= Carbene C−H insertion =

Reaction in organic chemistry

Carbene C−H insertion in organic chemistry concerns the insertion reaction of a carbene into a carbon–hydrogen bond. This organic reaction is of some importance in the synthesis of new organic compounds. It is an example of C–H functionalization, and depending on authorial conventions may be considered a C−H activation reaction.

Simple carbenes such as the methylene and dichlorocarbene are not regioselective towards insertion, and prochiral substrates give racemic products. Metal-stabilized carbenes are much more selective. The first such reaction was reported in 1981, and the general mechanism proposed by Doyle in 1993. In the transition state, the stabilizing metal partially dissociates, with concurrent Lewis-acid attack on the C−H bond. The resulting three-membered ring then collapses for a net proton transfer and carbon–carbon bond formation, and simultaneous expulsion of the metal:

The reaction thus occurs with retention of configuration.
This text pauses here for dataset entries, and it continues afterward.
PR #119, opened 2024-12-06
Fix many typos

TheGiraffe3:
Fixes many typos across the wiki found via automated means.
Unfortunately, this is only about half of what was found; I kind of ran out of steam after an hour of typo fixes.
The rest of them can be found here (though for some it is debatable whether they actually are typos): https://github.com/TheGiraffe3/mathesar-wiki/actions/runs/12202373484/job/34042912364


TheGiraffe3:
@seancolsen may be interested in reviewing this.

seancolsen:
@TheGiraffe3 No need to open PRs like this in the future. Most of the pages on the wiki are of very little value. It's a place for us to put specs and internal documents, but they become irrelevant rather quickly, so I don't think it's worth putting time into cleaning them up.

PR #120, opened 2024-12-09
Move Zack from "Emeritus" to the "Maintainers" section

zackkrida:
This PR moves me into the Maintainers section of the wiki. It also removes the now-empty Emeritus section.


kgodey:
@zackkrida I think your matrix username is wrong here.

zackkrida:
Fixed in a8d3758523616bad5d978fe4e4e4beed234bcfb4, great catch.

PR #127, opened 2025-04-25
Explorations display improvements specs

seancolsen:
This PR adds two new specs documents to the [Table Query Integration project](https://wiki.mathesar.org/projects/table-query-integration/):

1. [Exploration Display Improvements](https://github.com/mathesar-foundation/mathesar-wiki/blob/explorations_dml_specs/docs/projects/table-query-integration/specs/exploration-display-improvements.md) (to be completed first)
2. ~~[Exploration DML](https://github.com/mathesar-foundation/mathesar-wiki/blob/explorations_dml_specs/docs/projects/table-query-integration/specs/data-explorer-dml/index.md) (to be completed subsequently)~~

    ~~This is further broken out into multiple sub-specs, only the first of which is completed:~~

    1. ~~[Updating Base Table Cells](https://github.com/mathesar-foundation/mathesar-wiki/blob/explorations_dml_specs/docs/projects/table-query-integration/specs/data-explorer-dml/updating-base-table-cells.md)~~

    Edit: I took this out. It'll be in a subsequent PR.

I'm seeking enough agreement on the specs to merge this PR and get to work on the display improvements and base table cell updates. And I'll continue fleshing out the remaining specs after we can agree/merge the stuff here.


ghislaineguerin (approved):
Thanks @seancolsen 

I'm good with the first spec for Display Updates. Only thing I’d flag is we should rethink how we represent "read-only." Instead of making everything gray (could cause low contrast), maybe we should style the editable state instead? Something like a hover effect could work better? I don't have a strong opinion on this.

As for the DML update for base table cells, I don’t recall us discussing how we’d handle record retrieval when the id isn’t included in the query. I’ve got a few questions around that but I don't think they require changes to your spec.

As far as the UX goes, my understanding is that these are intermediate steps toward creating a cohesive experience between tables and explorations, but they do not represent the final flow or UX we want users to have. If that is the case, I am fine with this.

seancolsen:
Thanks @ghislaineguerin

- Read-only UX

    > style the editable state instead?

    I'm open to these kinds of changes. But I want to point out that we already have a UX defined for read-only cells vs editable cells. It's implemented for the table page, and it takes effect when permissions stipulate that cells can't be modified. My proposal here is just to take that _existing_ UX (and implementation) and to apply it to the data explorer. I want to be cautious of making changes to existing constructs unless we have a good reason to do so. Personally, I don't see anything wrong with the current UX for editable/read-only cells. I think the contrast is plenty high. If we want to change the read-only/editable UX, then I'd want those changes to be consistent across the table page and data explorer. If we can agree on that premise of consistency, then I think we can effectively decouple this small UX decision from the larger plans here — because those UX changes can happen independently (before or after) these exploration display improvements.

- DML update for base table cells

    > record retrieval when the id isn’t included in the query.

    Hmmm, I'm not sure what you mean by this. Since you have a few questions, perhaps it'd be best to hop on a call and chat through them?

- cohesive experience

    > these are intermediate steps

    Absolutely!
    
    Currently, there is a large set of "things" that you can do in the table page but can _not_ do in the data explorer. At a very high level, I'm trying to gradually reduce that set of "things" by making the data explorer more and more capable of the table page features. At some point the data explorer will be capable of doing _everything_ the table page can! And at that point we'll be able to _remove_ the table page entirely. That's the "cohesive" experience I'm pursuing — one user-facing construct instead of two. But we're a long way from that. So yes, this is an intermediate step to get there. And we'll have many more such increments along the way.

    > they do not represent the final flow or UX we want users to have

    I will say though... in some respects, yes, the UX I'm specifying here _does_ represent the final flow I'd imagine. For example the read-only vs editable UX. That's an example of UX which I don't see any need to change. So it might be a good idea to chat through some of these concepts on a call to make sure we're on the same page about the longer-term vision.

zackkrida:
@seancolsen I'm very happy with the work here. Great job. I particularly appreciate the goal of "building the minimum viable record identification process" and I think that the proposal for "Updating Base Table Cells" strikes a great balance. It restricts the users to editing a single row from the base table at a time (great!), is optimized for the simplest possible happy path (i.e, your edits save without fanfare, you don't have to add the ID column first, etc.), and the error paths provide clear documentation. 

For others reading: @seancolsen and I discussed the ["Exploration Display Improvements" spec](https://github.com/mathesar-foundation/mathesar-wiki/blob/explorations_dml_specs/docs/projects/table-query-integration/specs/exploration-display-improvements.md) and I had one idea I wanted to share and get feedback on, from @ghislaineguerin specifically:

What if we move the left side "Query" panel into the Inspector? Much like we show a first "table" tab in the inspector in the table view:

image

We would move everything from the "Query" panel into an "Exploration" first tab in the inspector. Here's a rudimentary mockup:

image

seancolsen:
@zackkrida I'd be open to moving the query-building UI into the right sidebar. I'd be curious to hear what @ghislaineguerin and @pavish think of this.

For others reading: I also want call out an idea that both @mathemancer and @zackkrida independently suggested... We already allow the user to define column display options in the table page. When building an exploration, we could potentially utilize _those_ display options as a starting point for exploration display options. I argued against this due to the additional complexity it would present. But since two people so far have suggested it, perhaps we should consider it. I agree it would be a useful feature. We could always add it later, so I see this question most a question of scope and priority.

ghislaineguerin:
@zackkrida Moving the query builder to the inspector panel makes a lot of sense. It would help declutter the UI and let users hide it while still interacting with the exploration.

We should also reduce reliance on the exploration definitions listed in this tab and look for ways to surface some of that directly in the grid UI instead of only in the inspector.

I'm not too concerned about transformations being slightly hidden (say if a lot of columns are listed). We could support column-level links to the steps. For example, if a filter applies to a column, we could show the related transformations there and link to the relevant transformation step by clicking? Overall, this feels like a solid improvement and worth exploring.

pavish:
@seancolsen 

I like the proposals in the spec. I only noticed one item that I'd like to flag that others haven't done already.

> Merge routes

- We need to take into account that an exploration (or a worksheet in the future) can be shared externally via a public url, where editing capabilities would not be present (We removed the public sharing functionality but we are going to be doing that for forms, which would make it easier to enable it again for tables & explorations. Atleast one user has asked for this specifically for explorations).
- We also need to take into account that we would require advanced permissions for explorations in the near-future.
- Merging the routes is okay with me, provided we handle a read-only mode for explorations in the "Explorations page", which is currently served by the "Viewing page".

>  We already allow the user to define column display options in the table page. When building an exploration, we could potentially utilize those display options as a starting point for exploration display options.  I argued against this due to the additional complexity it would present.

This was the plan when we implemented the data explorer. I don't think it should be too complicated to implement, but I'm fine with deferring it to later.

@zackkrida @ghislaineguerin 

> We would move everything from the "Query" panel into an "Exploration" first tab in the inspector.

The current layout in the product makes it clear to me that the left panel is the input, the middle is the result and right panel is modifications on top of the output. Moving it all to the inspector panel is slightly confusing from my perspective.

Particularly, the 'Select columns' section does not align well with my interpretation of the inspector, I'm fine with the 'Transform Results' moved to the inspector. This is because the columns shown in the 'Select columns' section aren't what is reflected in the results, the results are the processed columns. Our existing UX also doesn't provide a clear way of removing a column. I'd like us to put a bit more effort and spec out how the end-user experience would work, before moving this to the inspector.

seancolsen:
Thanks @pavish

- **Merge Routes**

    > Merging the routes is okay with me

    Thanks for being clear on this point.

    > shared externally via a public url

    Yeah, I understand the potential future need to share explorations publicly, and I agree that we should be keeping an eye on that.

    > advanced permissions for explorations in the near-future

    I'd like to understand what you mean by "advanced permissions". This seems to tie into the next point...

    > provided we handle a read-only mode for explorations

    **Can you elaborate** on this point? This seems to be your only blocking concern with my proposal. But I don't understand what you want.
    
    Here's how I see it: there are three kinds of data to consider when thinking about a "read-only mode":

    - User data — this should be covered by permissions
    - Changing the exploration name/description or deleting the exploration — this is currently possible with both of our two exploration routes. I'm inclined to follow that precedent by not worrying about any "read only mode" here.
    - Modifying the exploration _definition_ — currently this is only possible via one of the two routes. But aside from the additional step of navigating to the other route, we have no metadata permissioning that could prevent some collaborators from modifying the exploration definition.

    So I'm curious which of those three types of data you're talking about when you say you want to handle a read-only mode. And what exactly does "handle" mean?

- **Default display options**

    Yeah, I'm still leaning toward deferring this, just to keep scope tight.

- **Panels and layout**

    I don't have very many strong opinions on this topic, but it sounds like several other people have some ideas and light opinions. So I think the next step here is probably a design call with you, me, Ghislaine, and Zack. I'll work on scheduling this.

seancolsen:
Hmmm...

> I am hoping to implement this for forms since the unauthenticated route & endpoints & potential security concerns force us to. 

I'm not seeing the connection between forms and more advanced permissions on the exploration definition.

I can see how more advanced permissions on exploration definitions would be useful. I just don't see it as a high priority right now. Aside from publicly shareable explorations (which, to me, is a different feature), I'm not aware of any users that have requested permissions on exploration definitions. So I'm okay with all collaborators having read/write access to all explorations.

But let's pretend we both agreed that it would be a high priority to add more advanced permissions on exploration definitions very soon. Here's how I would be inclined to design it...

- I'd still want to have one route — the exploration page (or eventually the worksheet page)
- When loaded with a saved exploration, the exploration page would allow all users to modify the exploration definition _ephemerally_. Those modifications would persist in the browser. The user could could change the exploration name, description, query definition, and display options.
- _If_ the user had the proper permissions, _then_ they could save over the original exploration object — or delete the object entirely.
- But if they lacked those permissions to write or delete, then they'd still be able to work with the exploration in their own little ephemeral sandbox. And they might even have separate permissions to "save as" a different named exploration. Eventually I'd really like to have "private" worksheets ­- worksheets that get saved to user's account only.
- Here's a couple use-cases to keep in mind:
    - I load a saved exploration but don't have permissions to modify it. I want to make a column wider — I should be able to do that. But when I do, where does that column width _persist_? That's a display option. It would mutate the exploration definition. If I want to come back to it later and still see my wider column, I might want to save the exploration privately or with a different name if someone else has not given me permission to modify the original exploration I loaded.
    - Adding an additional sort condition or filter is similar 
- So with all this behavior, the only UI that would be affected by the permissions would be the save and delete UI. Thus, that'd be very easy to change while maintaining one route for the exploration.
- This design mirrors the behavior of opening a file with a desktop application (e.g. LibreOffice Calc) when I don't have write permissions on the file. I can still make changes — I just can't _save_ my changes to disk. Maybe I can "save as", but it depends on the filesystem permissions.

There is, of course, an entirely different way to approach designing more advanced permissions on exploration definitions.... we could say: _"if you don't have permission to modify it, then the UI should prevent you from changing it"_. This would be more like opening a Google Sheet. I can see how there would be use cases for this behavior too.

With a sufficiently sophisticated permissioning system, we could even support _both_ of the above patterns, allowing users to configure permissions and behavior on a very granular level. There could be different permissions on the query vs the display. We could really go wild with thinking about different approaches here!

But regardless of permissions, exploration definitions already behave _ephemerally_. That is: they behave more like LibreOffice Calc than Google Sheets. My changes to the definition persist ephemerally first. Then I need to take the extra step of saving those changes before they stick. I really like this behavior because it allows users to fiddle with the definition without affecting the workflow of other collaborators. That's why I'd be inclined to take the ephemeral approach first and foremost if we were to begin designing more advanced exploration permissions. And later on (if a user need arises) we could consider building a more "locked down" exploration where the definition cannot even be modified ephemerally. That sort of UI work would have a lot of overlap with the "publicly sharable" exploration feature, and I think we'd be able to re-use much of the same code for it.

There's potentially a lot to think about here! So I want to stay focused on the steps necessary to combine the data explorer with the table page. And to keep scope tight I want to stick to the metadata permissions model we already have: all metadata is writable by all collaborators.

pavish:
> I can see how more advanced permissions on exploration definitions would be useful. I just don't see it as a high priority right now.

> Aside from publicly shareable explorations (which, to me, is a different feature), I'm not aware of any users that have requested permissions on exploration definitions. So I'm okay with all collaborators having read/write access to all explorations.

Here's how both these are connected, and advanced permissions becomes essential, (it's a security concern):
- Say, we implement publicly shareable explorations, which is tied to a postgres role when users view it from a public url.
- Take this scenario: A Mathesar admin creates an exploration on the base_table "Movies" and makes it public, named "movie_exploration", and attach their own role to the public view. It only contains columns from the "Movies" table.
- We have a Mathesar user "Ben" who is a collaborator using a role which doesn't have access to SELECT certain tables in the schema. Eg., they don't have access to "Actors".
- If they're able to edit explorations, they could modify the definition to choose the tables they don't have SELECT privileges on and save the exploration. Eg., They modify "movie_exploration" and join the table "Actors".
- They won't be able to view the results in the exploration editor, but they can view all tables & columns definitions because it's available to everyone.
- Now, they visit the public url and they are able to view the records within "Actors".

While there are ways to block this particular scenario, I'm sure there are going to cases which we don't foresee. That's why it's important to decide who can edit an exploration.

> And to keep scope tight I want to stick to the metadata permissions model we already have: all metadata is writable by all collaborators.
> Is this approach okay with you?

Yes, this is okay with me. I wanted to bring this up so that we have permissions in mind while modifying the UX and code. We don't want to face hurdles due to architectural/UX decisions we make now, while implementing it in the future.

seancolsen:
Thanks for walking me through that example @pavish. It's a good one! It sounds like you are comfortable moving forward with consolidating the two routes. I will be thinking about this example (and this class of problems) as we continue to iterate on the data explorer.

seancolsen:
@mathemancer @zackkrida and I had a [meeting](https://tldv.io/app/meetings/682349874031d700139c1e13) today where we discussed this PR.

Brent still has some qualms with the work as I specified it.

In pursuit of moving forward, I've pushed the following commits to pare this PR down into only the work that I'm confident we all agree on:

- In b40ed2db89f8b5ae23f0fc5b43591faac81e4991 I removed the record summary stuff from the display improvements.
- In 4a748231f65933f3d7cc235f44210f53315c73dd I removed the DML specs altogether.

Now this PR is focused only on display improvements. It's heavy on the front end changes and requires almost no backend work.

I'm going to merge it now, and I'll open other PRs we we can focus discussion on the remaining topics.

@mathemancer please feel free to review retroactively to make sure I've only merged the stuff that you do indeed agree with!

PR #128, opened 2025-04-28
Remove "Docker integrated image" references from QA

zackkrida:
Removes QA steps relating to the "Docker integrated image". I _think_ this refers to a previous installation method for Mathesar, but I may be mistaken.


Anish9901:
We include postgres as part of the docker image that we publish, this allows potential users to try out mathesar with a single `docker run` command without the need to set up a postgres server to connect with mathesar. The included postgres server is not turned on if mathesar is provided with the appropriate environment variables for an external posgres server, as is the case with our `docker compose` setup.

Here is how we do the switch if you are curious:
https://github.com/mathesar-foundation/mathesar/blob/e29a63c7654d3fe66c986023fcaa59786db73495/run.sh#L6-L17

zackkrida:
@Anish9901 Okay, so "integrated image" just refers to using the image's postgres instance for the Django DB rather than an external instance. Got it! I'll open a new PR to improve the language. As written the documentation sounds like a separate image needs to be tested. Thanks for clarifying.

The copper catalysts used in this reaction historically have been superseded by rhodium. Other metals stabilize the carbene too much (e.g. molybdenum), giving Fischer carbenes; or too little (e.g. silver or gold, although modern ligands have enabled these metals).
Dirhodium tetraacetate is a particularly effective achiral catalyst, and Rh_{2}(methyloxy­carbonyl phenyl­propanoyl imidazolidine­oxido)_{4} an effective asymmetric one:

Chiral dirhodium catalysts. Only one ligand displayed for clarity; also one methylene bridge in MPPIM omitted between the phenyl group and the ureamide

Regioselectivities vary quite dramatically with catalyst ligand. With rhodium acetate, carbenes prefer to insert onto arenes (a form of electrophilic aromatic substitution) more than cyclopropanate, which is preferred to insertion at alkyl carbons. More electrophilic ligands (e.g. trifluoroacetate) accentuate these reactivity preferences; less electrophilic ones (e.g. acetamide) reduce or reverse them. Alkyl C−H bonds are preferred based on their ability to stabilize a cation: tertiary over secondary over primary. In a typical reaction ethyl diazoacetate and dirhodium tetraacetate react with hexane: the insertion into a C−H bond occurs 1% on one of the methyl groups, 63% on the α methylene unit and 33% on the β unit. For aryl C−H insertion, reaction typically occurs ortho to any Lewis-basic substituents present (the catalyst effects directed ortho metalation). However, certain gold catalysts can perform para insertion onto an activated ring.

The most successful reactions are intramolecular within geometrically rigid systems.